LGA statement on IFS report on end to universal credit increase

“The economic impacts of the pandemic are likely to be long-lasting and far-reaching. Many households could be economically vulnerable for some time to come and many are now relying on the benefits system to help them make ends meet."


man in a dimly lit room looking stressed

Responding to the Institute for Fiscal Studies report warning about the impact of scrapping the £20 a week increase in Universal Credit, Cllr Richard Watts, Chair of the Local Government Association’s Resources Board, said:

“The economic impacts of the pandemic are likely to be long-lasting and far-reaching. Many households could be economically vulnerable for some time to come and many are now relying on the benefits system to help them make ends meet.

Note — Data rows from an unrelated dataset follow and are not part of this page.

PR #3178, opened 2026-06-19
fix(modelinfo): offer the max effort tier in the Shift+Tab thinking cycle

### LINKED ISSUE #3100: Shift+Tab thinking cycle hides the max effort tier on Opus 4.7/4.8 (and Sonnet 4.6, Fable 5) — single-top-tier gating can't express xhigh + max
## Summary

The interactive **Shift+Tab thinking-level cycle** (TUI model picker) hides the `max` effort tier for several Claude models that actually support it — most visibly **Claude Opus 4.7 / 4.8**. The cycle offers `off / low / medium / high / xhigh` and never reaches `max`.

This is a **gating bug only**: authored `thinking_budget` values (e.g. `adaptive/max`) are still sent correctly to the API. It affects only the user-selectable Shift+Tab cycle.

## Reproduction

1. Configure an agent:
   ```yaml
   models:
     anthropic-large:
       provider: anthropic
       model: claude-opus-4-8
       thinking_budget: adaptive/max
   ```
2. Run the TUI; the header correctly shows `thinking auto adaptive`.
3. Press **Shift+Tab** to cycle thinking levels.
4. **Observed:** cycle is `off → low → medium → high → xhigh → (wrap)`. `max` is never offered.
5. **Expected:** `max` is offered, since Anthropic lists `max` as supported on Opus 4.8.

## Root cause

`anthropicTopEffort()` in `pkg/modelinfo/thinking_levels.go` returns a **single** highest effort `Level`, implicitly assuming the selectable tiers form a linear ladder. For Opus 4.7+ it returns `XHigh`:

```go
switch {
case minor >= 7:
    return effort.XHigh
case minor == 6:
    return effort.Max
default:
    return ""
}
```

`thinkingLevelMap()` then declares only that one tier as supported:

```go
m := effort.LevelMap{effort.Minimal: false}
if top := anthropicTopEffort(modelID); top != "" {
    m[top] = true
}
```

Because `Max` is an **explicit-only** tier (`explicitOnlyLevels = {XHigh, Max}` in `pkg/effort/effort.go`) and the map only declares `XHigh: true`, `SupportedLevels()` drops `Max`. Net result for Opus 4.7/4.8: `off / low / medium / high / xhigh`.

The deeper problem: **`xhigh` and `max` are independent capabilities, not a single ladder.** A single returned "top tier" cannot represent a model that supports *both* `xhigh` and `max` (Opus 4.7/4.8, Fable 5), nor distinguish it from a model that supports `max` *without* `xhigh` (Opus 4.6, Sonnet 4.6).

## Authoritative reference

Anthropic — **Effort**: https://platform.claude.com/docs/en/build-with-claude/effort

Per-level model availability, quoted from that page:

- **`max`** — Claude Fable 5, Claude Mythos 5, **Claude Opus 4.8**, Claude Mythos Preview, **Claude Opus 4.7**, Claude Opus 4.6, **Claude Sonnet 4.6**
- **`xhigh`** — Claude Fable 5, Claude Mythos 5, **Claude Opus 4.8**, **Claude Opus 4.7**

Resulting capability matrix:

| Model | low | medium | high | xhigh | max |
|---|---|---|---|---|---|
| Opus 4.5 | ✓ | ✓ | ✓ | — | — |
| Sonnet 4.6 | ✓ | ✓ | ✓ | — | ✓ |
| Opus 4.6 | ✓ | ✓ | ✓ | — | ✓ |
| Opus 4.7 | ✓ | ✓ | ✓ | ✓ | ✓ |
| Opus 4.8 | ✓ | ✓ | ✓ | ✓ | ✓ |
| Fable 5 | ✓ | ✓ | ✓ | ✓ | ✓ |

## Affected models (cycle gating incorrect)

- **Opus 4.7, Opus 4.8** — `max` missing (cycle caps at `xhigh`)
- **Sonnet 4.6** — `max` missing (cycle caps at `high`)
- **Fable 5** — `max` missing (cycle caps at `xhigh`)
- **Mythos 5 / Mythos Preview** — unrecognized (cycle caps at `high`)

Correct today: Opus 4.6 (`max`, no `xhigh`) and Opus 4.5 (`high`).

## Not affected (scope clarification)

- The request path in `pkg/model/provider/anthropic/thinking.go` sends `adaptive/<effort>` verbatim (e.g. effort `max`), so authored configs already behave correctly.
- `RejectsTokenThinking()` correctly coerces Opus 4.6/4.7/4.8 onto adaptive thinking.
- `agent-schema.json` already accepts `max` / `adaptive/max`.

## Suggested fix

- Replace the single-`Level` return of `anthropicTopEffort()` with independent capability flags (e.g. `supportsXHigh`, `supportsMax`), and have `thinkingLevelMap()` set both `effort.XHigh` and `effort.Max` in the `LevelMap` where applicable.
- Add table-driven tests covering each Claude tier (Opus 4.5 / 4.6 / 4.7 / 4.8, Sonnet 4.6, Fable 5, and the Mythos variants).

**Relevant files:**
- `pkg/modelinfo/thinking_levels.go`
- `pkg/effort/effort.go`
- `pkg/runtime/model_switcher.go` (consumer of `SupportedThinkingLevels`)

Sayt-0:
## What

The TUI **Shift+Tab thinking-level cycle** hid the `max` effort tier on several Claude models that support it — Opus 4.7/4.8 capped at `xhigh`, Sonnet 4.6 capped at `high`, and Fable 5 capped at `xhigh`.

Root cause: `anthropicTopEffort()` returned a **single** highest tier, implicitly treating the selectable tiers as a linear ladder. But `xhigh` and `max` are **independent capabilities**, not a ladder: Opus 4.6 / Sonnet 4.6 accept `max` *without* `xhigh`, while Opus 4.7+ / Fable 5 / Mythos 5 accept *both*. A single returned tier cannot express that, and because `max` is an explicit-only tier it was dropped by `effort.SupportedLevels()`.

This is a **selector-gating fix only**: the request path (`pkg/model/provider/anthropic/thinking.go`) already sends `adaptive/<effort>` verbatim, so authored `thinking_budget` values were never affected.

## Fix

- Replace `anthropicTopEffort` (one tier) with `anthropicTopEfforts`, which returns the full `{xhigh, max}` subset a model supports.
- Recognise the **Sonnet** family (4.6 → `max`) — previously only Opus/Fable were handled.
- Handle **Mythos** ids best-effort (no catalogue entry exists yet): every variant → `max`, the full release adds `xhigh`, the preview tops out at `max`.

## Capability matrix (now matches [Anthropic's effort docs](https://platform.claude.com/docs/en/build-with-claude/effort))

| Model | low | medium | high | xhigh | max |
|---|:---:|:---:|:---:|:---:|:---:|
| Opus 4.5 | ✓ | ✓ | ✓ | — | — |
| Sonnet 4.5 / Haiku | ✓ | ✓ | ✓ | — | — |
| Sonnet 4.6 | ✓ | ✓ | ✓ | — | ✓ |
| Opus 4.6 | ✓ | ✓ | ✓ | — | ✓ |
| Opus 4.7 | ✓ | ✓ | ✓ | ✓ | ✓ |
| Opus 4.8 | ✓ | ✓ | ✓ | ✓ | ✓ |
| Fable 5 | ✓ | ✓ | ✓ | ✓ | ✓ |
| Mythos 5 | ✓ | ✓ | ✓ | ✓ | ✓ |
| Mythos Preview | ✓ | ✓ | ✓ | — | ✓ |

## Tests

- **Unit** (`TestSupportedThinkingLevels`, `TestAnthropicTopEfforts`): all matrix models + bedrock-prefixed / dotted / date-stamped variants.
- **End-to-end** (`TestCycleAgentThinkingLevel_PerModelTopTier`): walks a full Shift+Tab cycle for all 9 models — the automated equivalent of the manual repro.

Verified: `gofmt` clean, `golangci-lint` 0 issues, `go vet` clean, all tests green.

## Out of scope (follow-ups surfaced by review)

- Docs (`docs/providers/anthropic/index.md`, `docs/guides/thinking/index.md`) still describe effort-based adaptive thinking as "Opus 4.6+ only" — predates this PR and concerns the API request path, not the cycle.
- `RejectsTokenThinking` enumerates only Opus 4.6/4.7/4.8 — the issue explicitly scopes that path as *not affected*; whether Sonnet 4.6 / Fable / Mythos reject token budgets needs authoritative confirmation before changing.

Fixes #3100

### DIFF
--- a/pkg/modelinfo/thinking_levels.go
+++ b/pkg/modelinfo/thinking_levels.go
@@ -25,7 +25,7 @@ func thinkingLevelMap(provider, modelID string) effort.LevelMap {
 		// The Anthropic effort scale starts at low ([effort.ForAnthropic]
 		// maps minimal onto low), so offering minimal would duplicate low.
 		m := effort.LevelMap{effort.Minimal: false}
-		if top := anthropicTopEffort(modelID); top != "" {
+		for _, top := range anthropicTopEfforts(modelID) {
 			m[top] = true
 		}
 		return m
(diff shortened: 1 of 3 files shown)


dgageot (approved):

pkg/modelinfo/thinking_levels.go
```diff
@@ -60,39 +60,92 @@ func providerFamily(providerType string) string {
...
+// date-stamped 4.0 ids such as "claude-opus-4-20250514", whose long digit run
+// is a date, not a minor version.
+func claudeFamilyMinor(m string) (family string, minor int, ok bool) {
+	for _, fam := range []string{"opus", "sonnet"} {
+		_, rest, found := strings.Cut(m, fam+"-4")
+		if !found {
+			continue
+		}
+		if rest == "" || (rest[0] != '-' && rest[0] != '.') {
+			return "", 0, false
```
docker-agent, line 140: **[LOW] Loop guard uses `return` instead of `continue`, preventing subsequent family checks**

The two guard branches inside the `for range` loop call `return "", 0, false` rather than `continue`. This means: if a model ID contains an `"opus"` substring that partially matches `fam+"-4"` but then fails the separator or digit-width check, the function exits entirely without trying `"sonnet"`.

For all real Claude IDs today this is harmless — each ID contains exactly one family name. But the structural issue means future composite or synthetic IDs would be silently mis-classified. Using `continue` would match the intent of the loop and be more defensive:

```go
if rest == "" || (rest[0] != '-' && rest[0] != '.') {
    continue  // try next family instead of returning
}
minor, width := leadingInt(rest[1:])
if width == 0 || width > 2 {
    continue  // same
}
```

Not blocking — no current model IDs are affected.

docker-agent (commented):
### Assessment: 🟢 APPROVE

The fix correctly replaces the single-return `anthropicTopEffort` with `anthropicTopEfforts` (returning a slice), properly handling the `xhigh` and `max` capability independence, adding Sonnet 4.6 and Mythos support. The capability matrix logic and tests are thorough and cover the documented cases well.

**One low-severity structural note** (no blocking issues):

In `claudeFamilyMinor`, the guard branches inside the `for range` loop use `return "", 0, false` instead of `continue`:

```go
if rest == "" || (rest[0] != '-' && rest[0] != '.') {
    return "", 0, false  // exits loop entirely instead of trying next family
}
minor, width := leadingInt(rest[1:])
if width == 0 || width > 2 {
    return "", 0, false  // same — stops after first family match attempt
}
```

If a model ID contains an `opus` prefix substring that fails the format guards, the `sonnet` family is never tried. In practice, real Claude IDs are single-family, so this is not a regression. A `continue` would make the intent explicit and guard against future ambiguity. Not blocking.

The test coverage is excellent — unit tests cover all 9 capability-matrix models plus Bedrock-prefixed, dotted, and date-stamped variants, and the new end-to-end `TestCycleAgentThinkingLevel_PerModelTopTier` is a solid regression guard for the Shift+Tab cycle.

PR #3180, opened 2026-06-19
Expose ParseTheme for in-memory/embedded themes

EronWright:
## What

Adds a public `styles.ParseTheme([]byte) (*Theme, error)` that decodes a theme
from raw YAML and merges it onto the default theme.

## Why

Themes are already partial overrides on top of `DefaultTheme()` — `loadBuiltinTheme`
and `loadThemeFrom` both do `mergeTheme(DefaultTheme(), &override)`, which is why a
bundled theme YAML only declares the colors it changes. That merge is the useful
part, but today it is reachable only through `LoadTheme`, which requires the theme
to exist on disk under a ref.

Downstream embedders that build a branded CLI/TUI on top of cagent want to ship a
custom theme compiled into the binary. Without a byte-level entrypoint the only
option is to unmarshal directly into a `Theme` and `ApplyTheme` it — which bypasses
the merge, so every unspecified field becomes a zero value. `ParseTheme` exposes the
existing merge behavior for in-memory/embedded themes, with no file round-trip.

It does not touch the theme cache and leaves `Ref` unset, since an in-memory theme
has no reference to reload from.

## Embed use case

```go
import (
    _ "embed"

    "github.com/docker/docker-agent/pkg/tui/styles"
)

//go:embed branded.yaml
var brandedTheme []byte

func applyBrandTheme() error {
    theme, err := styles.ParseTheme(brandedTheme)
    if err != nil {
        return err
    }
    styles.ApplyTheme(theme)
    return nil
}
```

## Example partial theme (overrides defaults)

Only the listed fields change; everything else is inherited from `DefaultTheme()`.

```yaml
# branded.yaml — a partial theme; unset fields fall back to the default theme.
name: Branded
colors:
  accent: "#FF5C00"        # override the accent
  brand: "#FF5C00"
  background: "#101014"    # override the background
markdown:
  heading: "#FF5C00"
# text_primary, success, error, chroma.*, etc. are NOT set here,
# so they keep the default theme's values.
```

## Test

`TestParseTheme_PartialOverrideMergesOntoDefault` asserts an overridden field takes
the new value while unspecified fields (`background`, `success`, `markdown.heading`)
match `DefaultTheme()`. Also covers name defaulting and invalid YAML.

### DIFF
--- a/pkg/tui/styles/theme.go
+++ b/pkg/tui/styles/theme.go
@@ -490,6 +490,30 @@ func LoadTheme(ref string) (*Theme, error) {
 	return theme, nil
 }
 
+// ParseTheme decodes a theme from raw YAML bytes and merges it onto the default
+// theme, so a partial theme need only specify the fields it wants to override.
+// This is the same merge behavior used when loading built-in and user themes
+// (see loadBuiltinTheme / loadThemeFrom), exposed for in-memory or embedded
+// themes that are not backed by a file on disk.
+//
+// Unlike LoadTheme, ParseTheme does not consult the theme cache and leaves Ref
+// unset, since an in-memory theme has no reference to reload from.
+func ParseTheme(data []byte) (*Theme, error) {
+	var override Theme
+	if err := yaml.Unmarshal(data, &override); err != nil {
+		return nil, fmt.Errorf("parsing theme: %w", err)
+	}
+
+	// mergeTheme inherits the default's Name when the override omits one, which
+	// would mislabel an unnamed custom theme as "Default". Name it explicitly.
+	merged := mergeTheme(DefaultTheme(), &override)
+	if override.Name == "" {
+		merged.Name = "custom"
+	}
+
+	return merged, nil
+}
+
 // getUserThemeFileInfo returns the path and modTime of a user theme file if it exists.
 // Returns empty path and zero time if the file doesn't exist.
 func getUserThemeFileInfo(ref string) (path string, modTime time.Time) {
--- a/pkg/tui/styles/theme_test.go
+++ b/pkg/tui/styles/theme_test.go
@@ -41,6 +41,43 @@ func TestDefaultTheme(t *testing.T) {
 	assert.NotEmpty(t, theme.Markdown.Heading)
 }
 
+func TestParseTheme_PartialOverrideMergesOntoDefault(t *testing.T) {
+	t.Parallel()
+
+	def := DefaultTheme()
+
+	// A partial theme that overrides only the accent color.
+	data := []byte("name: Branded\ncolors:\n  accent: \"#FF0000\"\n")
+
+	theme, err := ParseTheme(data)
+	require.NoError(t, err)
+	require.NotNil(t, theme)
+
+	// Overridden field takes the new value.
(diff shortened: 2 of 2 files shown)


rumpl (approved):

Sayt-0 (commented):
Nice work on this, the embed use case is well thought out and the merge semantics are right. One small bug worth fixing (verified against the head commit).

**`ParseTheme` returns `Ref = "default"` instead of leaving it unset, which contradicts its own docstring.**

In `pkg/tui/styles/theme.go`:

- The docstring (lines 499-500) promises ParseTheme "leaves Ref unset".
- But `merged := mergeTheme(DefaultTheme(), &override)` (line 509) inherits the base's `Ref`. `mergeTheme` does `result := *base` (line 618) and only overwrites `Version`/`Name`/`Colors`/`Chroma`/`Markdown`, never `Ref` (lines 617-633). `DefaultTheme()` sets `Ref = "default"` (line 204), so it flows straight through.
- `loadBuiltinTheme` (line 549) and `loadThemeFrom` (line 607) both fix this with `merged.Ref = ref` after the merge; `ParseTheme` just omits that line.

Impact after `ApplyTheme(ParseTheme(...))`:

- **Picker mislabels the active theme:** `handleOpenThemePicker` (`handlers.go:561-577`) sets `IsCurrent: ref == CurrentTheme().Ref`, and `CurrentTheme().Ref == "default"`, so the built-in default row shows as current instead of the branded one.
- **Cancel-preview discards the custom theme:** `originalRef` is `"default"`, so cancelling a preview runs `handleThemeCancelPreview` then `ApplyThemeRef("default")` (`handlers.go:623`), reloading the built-in default and silently dropping the in-memory theme.

Fix (`theme.go:509`):

```go
merged := mergeTheme(DefaultTheme(), &override)
merged.Ref = "" // in-memory theme has no reloadable reference
```

plus `assert.Equal(t, "", theme.Ref)` in the test.

(Non-blocking: even with `Ref=""`, cancel-preview can't *restore* an in-memory theme since `ApplyThemeRef("")` also falls back to the default. Clearing `Ref` fixes the docstring and the picker label.)

EronWright:
@Sayt-0 you're right, the interaction with the picker isn't good enough.  I think my true goal is to extend the built-ins in a first-class way, i.e. persistently selectable.  Here's what I have in mind in lieu of a raw `ParseTheme`, as a way to simply extend the set of built-in theme files:
```go
  //go:embed themes/*.yaml
  var myThemes embed.FS

  styles.AddThemeFS(myThemes)   // my CLI's themes are now built-ins (in addition to the normal built-ins)
```

WDYT?

EronWright:
Closing in favor of a more direct approach (#3182): a `RegisterBuiltinThemes(fs.FS)` that lets an embedder contribute additional built-in theme files through the same list/load/merge-onto-default pipeline cagent already uses for its bundled themes, rather than adding an in-memory parse primitive. This makes embedder themes first-class in the picker (listed, selectable, restorable, persistable) with no special-casing.

Thanks @rumpl and @Sayt-0 for the reviews — the Ref-handling catch fed directly into the new design.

“We would urge the Government to keep in place measures that protect those most at risk of financial hardship because of the virus. The mainstream benefits system will need to provide the first line of support so that councils and local partners can concentrate their limited resources on helping those who need tailored and additional help.

“There has been an increase of more than two million in Universal Credit claimants, which has also translated into higher demands on council tax support. It is vital that the Government also uses the Spending Review to put local welfare funding on a long-term, sustainable footing so councils can provide additional preventative support to all who need it.”

Notes to editors

  1. Councils in England face a funding gap of more than £5 billion by 2024 to maintain services at current levels - this figure could double amid the huge economic and societal uncertainty caused by the COVID-19 pandemic. The LGA’s detailed submission to the Comprehensive Spending Review sets out how £10 billion is needed to not only plug this gap but meet growing demand pressures and improve services for communities.